Endereço: Avenida Infante Dom Henrique, s/nº.

Fonte: www.riotur.rj.gov.br

Monumento aos Pracinhas

O Monumento Nacional aos Mortos da Segunda Guerra Mundial, popularmente conhecido como Monumento aos Pracinhas, foi inaugurado em 1960 para abrigar os restos mortais dos soldados brasileiros mortos na Segunda Guerra que, à época do conflito, haviam sido depositados no Cemitério de Pistóia, na Itália, e onde, até então, se encontravam.

A construção, erguida, portanto, em memória aos 468 soldados que tombaram na Itália, é um verdadeiro mausoléu que possui guardados em seu subsolo os túmulos desses soldados.

O monumento, projetado pelos arquitetos Marcos Konder Netto e Hélio Ribas Marinho, localiza-se no Aterro do Flamengo, na cidade do Rio de Janeiro. Sua plataforma elevada, que atinge 31 metros de altura, empregou, pela primeira vez no país, o concreto aparente.

O conjunto é integrado por três obras:

– Uma escultura de metal – De autoria de Júlio Catelli Filho, homenageando a Força Aérea Brasileira (FAB).
– Três esculturas dos soldados – Em granito, de autoria de Alfredo Ceschiatti, homenageando os pracinhas.
– Um painel de azulejos – De autoria de Anísio Medeiros, lembrando os fatos da guerra e homenageando os mortos (civis e militares) no mar, datado de 1959.

O Monumento, que faz parte do conjunto paisagístico do Parque do Flamengo, tombado pelo IPHAN, é guardado por um revezamento das três forças armadas: Exército, Marinha e Aeronáutica.
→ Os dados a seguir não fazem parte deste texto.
PR #197, opened 2021-09-01
Bug 1977414: fail Build if ConfigMap or Secret does not exist

alicerum:
In case `ConfigMap` or `Secret` in the `Build` `Spec` `Source` does not exist, build will now fail with corresponding reason and message.

There does not seem to be any reason for the build to wait for those resources, as their necessity is known before build creation.

Additionally, in case of the binary input, `Build` will fail if output does not exist.

### DIFF
--- a/pkg/build/controller/build/build_controller.go
+++ b/pkg/build/controller/build/build_controller.go
@@ -160,6 +160,7 @@ type BuildController struct {
 
 	buildStore                      buildv1lister.BuildLister
 	secretStore                     v1lister.SecretLister
+	configMapStore                  v1lister.ConfigMapLister
 	serviceAccountStore             v1lister.ServiceAccountLister
 	podStore                        v1lister.PodLister
 	imageStreamStore                imagev1lister.ImageStreamLister
@@ -207,6 +208,7 @@ type BuildControllerParams struct {
 	ImageStreamInformer                imagev1informer.ImageStreamInformer
 	PodInformer                        kubeinformers.PodInformer
 	SecretInformer                     kubeinformers.SecretInformer
+	ConfigMapInformer                  kubeinformers.ConfigMapInformer
 	ServiceAccountInformer             kubeinformers.ServiceAccountInformer
 	OpenshiftConfigConfigMapInformer   kubeinformers.ConfigMapInformer
 	ControllerManagerConfigMapInformer kubeinformers.ConfigMapInformer
@@ -239,6 +241,7 @@ func NewBuildController(params *BuildControllerParams) *BuildController {
 		imageContentSourcePolicyLister:   params.ImageContentSourcePolicyInformer.Lister(),
 		imageConfigLister:                params.ImageConfigInformer.Lister(),
 		secretStore:                      params.SecretInformer.Lister(),
+		configMapStore:                   params.ConfigMapInformer.Lister(),
 		serviceAccountStore:              params.ServiceAccountInformer.Lister(),
 		podClient:                        params.KubeClient.CoreV1(),
 		configMapClient:                  params.KubeClient.CoreV1(),
@@ -1055,6 +1058,13 @@ func (bc *BuildController) resolveImageReferences(build *buildv1.Build, update *
 		// If we cannot resolve the output reference, the output image stream
 		// may not yet exist. The build should remain in the new state and show the
 		// reason that it is still in the new state.
+
+		// However, if source type is binary, it means, that user is creating it via
+		// the 'oc start-build'. in that case it makes sense to fail the build to let
+		// the user know early that resource does not exist
+		if build.Spec.Source.Type == buildv1.BuildSourceBinary {
+			update.setPhase(buildv1.BuildPhaseFailed)
+		}
 		update.setReason(buildv1.StatusReasonInvalidOutputReference)
 		update.setMessage("Output image could not be resolved.")
 		if err == errNoIntegratedRegistry {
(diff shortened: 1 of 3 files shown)


pkg/build/controller/build/build_controller.go
```diff
@@ -1055,6 +1055,13 @@ func (bc *BuildController) resolveImageReferences(build *buildv1.Build, update *
 		// If we cannot resolve the output reference, the output image stream
 		// may not yet exist. The build should remain in the new state and show the
 		// reason that it is still in the new state.
+
+		// However, if source type is binary, it means, that user is creating it via
+		// the 'oc start-build'. in that case it makes sense to fail the build to let
+		// the user know early that resource does not exist
+		if build.Spec.Source.Type == buildv1.BuildSourceBinary {
+			update.setPhase(buildv1.BuildPhaseFailed)
+		}
```
adambkaplan, line 1064: Two items:

- I would use transitionToPhase here, and move this after the "No integrated registry check" below.
- Does transitioning to "failed" cause `oc start-build` to abort the source upload?

pkg/build/controller/build/build_controller.go
```diff
@@ -2334,6 +2351,53 @@ func (bc *BuildController) configMapDeleted(obj interface{}) {
 	bc.controllerConfigChanged()
 }
 
+// checkConfigMapExists checks whether all ConfigMaps specified by the Build are existing
+// if they are not, return buildUpdate for the failed build and error that led to this
+func (bc *BuildController) checkConfigMapExists(build *buildv1.Build) (*buildUpdate, error) {
+	for _, cm := range build.Spec.Source.ConfigMaps {
+		name := cm.ConfigMap.Name
+		_, err := bc.configMapClient.ConfigMaps(build.Namespace).Get(context.TODO(), name, metav1.GetOptions{})
```
adambkaplan, line 2359: We should add a lister for the ConfigMaps to the build controller and use it here instead of a client. The build controller has a similar lister for Secrets, which comes from an informer that watches all kube objects on the cluster.

pkg/build/controller/build/build_controller.go
```diff
@@ -2334,6 +2351,53 @@ func (bc *BuildController) configMapDeleted(obj interface{}) {
...
+
+		if err != nil {
+			return bc.resourceMissingBuildUpdate("ConfigMap", name, err), err
```
adambkaplan, line 2362: We probably shouldn't return early here. Instead we should collect a list of all missing ConfigMaps (and secrets, too)

pkg/build/controller/build/build_controller.go
```diff
@@ -2334,6 +2351,53 @@ func (bc *BuildController) configMapDeleted(obj interface{}) {
...
+		}
+	}
+
+	return nil, nil
+}
+
+// checkSecretExists checks whether all Secrets specified by the Build are existing
+// if they are not, return buildUpdate for the failed build and error that led to this
+func (bc *BuildController) checkSecretExists(build *buildv1.Build) (*buildUpdate, error) {
```
adambkaplan, line 2371:
```suggestion
// checkSecretsExist checks whether all Secrets specified by the Build are existing
// if they are not, return buildUpdate for the failed build and error that led to this
func (bc *BuildController) checkSecretsExist(build *buildv1.Build) (*buildUpdate, error) {
```

pkg/build/controller/build/build_controller.go
```diff
@@ -2334,6 +2351,53 @@ func (bc *BuildController) configMapDeleted(obj interface{}) {
...
+	for _, cm := range build.Spec.Source.Secrets {
```
adambkaplan, line 2372: Also need to do volumes.

pkg/build/controller/build/build_controller.go
```diff
@@ -2334,6 +2351,53 @@ func (bc *BuildController) configMapDeleted(obj interface{}) {
...
+		name := cm.Secret.Name
+		_, err := bc.secretStore.Secrets(build.Namespace).Get(name)
+
+		if err != nil {
+			return bc.resourceMissingBuildUpdate("Secret", name, err), err
```
adambkaplan, line 2377: Same as above - we should group all the missing resources together.

pkg/build/controller/build/build_controller.go
```diff
@@ -1182,6 +1189,16 @@ func (bc *BuildController) createBuildPod(build *buildv1.Build) (*buildUpdate, e
...
 
+	// Check that ConfigMaps and secrets specified by build Source exist in the project
+	// if they don't exist, fail the build with GenericBuildFailed reason and
+	// corresponding message
+	if update, err := bc.checkConfigMapExists(build); err != nil {
+		return update, err
+	}
+	if update, err := bc.checkSecretExists(build); err != nil {
+		return update, err
+	}
```
adambkaplan, line 1200: The check functions should return a list of missing resources, which then get converted to a BuildUpdate.

adambkaplan (changes requested):
On the right track here.

I think we should use listers instead of clients to check if the resource exists. Listers limit apiserver hits, and we get those for free because other controllers use the listers provided by our cluster-wide kube informer.

pkg/build/controller/build/build_controller.go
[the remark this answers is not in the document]
alicerum: I am not sure about it, because this does not exit the code, it just makes sure build fails in case of `Binary` build and errors regarding output. Comments in this part of code suggest that not failing the build here is intended behavior in order to create `imagestream` or fix the error while build is hanging.

However, maybe it's not a good idea to let the build hang, and just fail build in case of any input type regardless?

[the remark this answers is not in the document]
adambkaplan: Per live discussion - this is fine. `transitionToPhase` doesn't give us a lot of extra benefit, and failing fast here lets the binary build end.

adambkaplan (commented):
Looking at what we're doing with the output imagestream, we should only fail the build if Binary source is being used. A build that uses other source types should not start the build pod in this situation, instead surfacing via the Reason and message that the secets/configMaps are missing.

adambkaplan (approved):
/lgtm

Todo primeiro domingo do mês de outubro, é realizada a cerimônia da troca de guarda festiva, quando a Marinha passa a guarda do monumento para a Aeronáutica, por exemplo.

Além de cerimônias militares ele é palco também de diversas celebrações populares, como foram as Missas rezadas pelo Papa João Paulo II em suas duas vindas à cidade, em 1982 e 1998.

Monumento aos Pracinhas

O que fazer no local

Subsolo – Se chega por uma escadaria em mármore e compreende antecâmara, câmara, dependência para a administração e acomodações para a guarda permanente.

Câmara fúnebre – Contém os 468 jazigos de mármore preto nacional com tampas de mármore de Carrara, onde encontram-se gravados informações do morto. Quinze jazigos não possuem nomes gravados porque se referem a desaparecidos e a mortos não identificados: “Aqui jaz um herói da FEB (Força Expedicionária Brasileira) – Deus sabe o nome.” À esquerda, na parede, estão gravados os nomes dos 800 homens das Marinhas de Guerra e Mercante, dos militares do Exército mortos nos torpedeamentos e dos combatentes não identificados.

Patamar – Onde está instalado um pequeno museu, jardim interior e entrada do subsolo. O museu possui mostruários de objetos ligados às operações de guerra de nossos veteranos que lutaram na Itália. O jardim interior mostra o roteiro da FEB. A entrada do subsolo apresenta painéis que representam, em cerâmica, aspectos representativos da vida e da luta no mar, e tem, no sopé, os nomes dos navios brasileiros torpedeados.

Quando ir

Vale a pena fazer uma visita ao Monumento aos sábados, domingos ou feriados, e, principalmente, quando você também puder aproveitar um belo dia de sol caminhando pelo Aterro, fazendo um piquenique nos jadins do MAM e conhecendo o próprio Museu de Arte Moderna, que fica bem pertinho. Em um dia inteiro você conhece estes dois pontos turísticos.